- Data for the task
◇ ◇ ◇ ◇ ◇ ◇ ◇

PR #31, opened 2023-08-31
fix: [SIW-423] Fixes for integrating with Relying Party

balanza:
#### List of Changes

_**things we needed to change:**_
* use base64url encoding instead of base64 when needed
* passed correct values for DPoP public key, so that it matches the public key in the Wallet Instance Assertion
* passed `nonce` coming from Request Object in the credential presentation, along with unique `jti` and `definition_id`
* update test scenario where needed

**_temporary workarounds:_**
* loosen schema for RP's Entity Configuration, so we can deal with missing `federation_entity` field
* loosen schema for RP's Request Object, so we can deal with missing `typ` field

◇ ◇ ◇ ◇ ◇ ◇ ◇

- Exercise brief
Your answer should consist only of the lines from the one that holds "fix: [SIW-423] Fixes" to the end of the entries above, both ends included, each repeated exactly.

- Reply
fix: [SIW-423] Fixes for integrating with Relying Party

balanza:
#### List of Changes

_**things we needed to change:**_
* use base64url encoding instead of base64 when needed
* passed correct values for DPoP public key, so that it matches the public key in the Wallet Instance Assertion
* passed `nonce` coming from Request Object in the credential presentation, along with unique `jti` and `definition_id`
* update test scenario where needed

**_temporary workarounds:_**
* loosen schema for RP's Entity Configuration, so we can deal with missing `federation_entity` field
* loosen schema for RP's Request Object, so we can deal with missing `typ` field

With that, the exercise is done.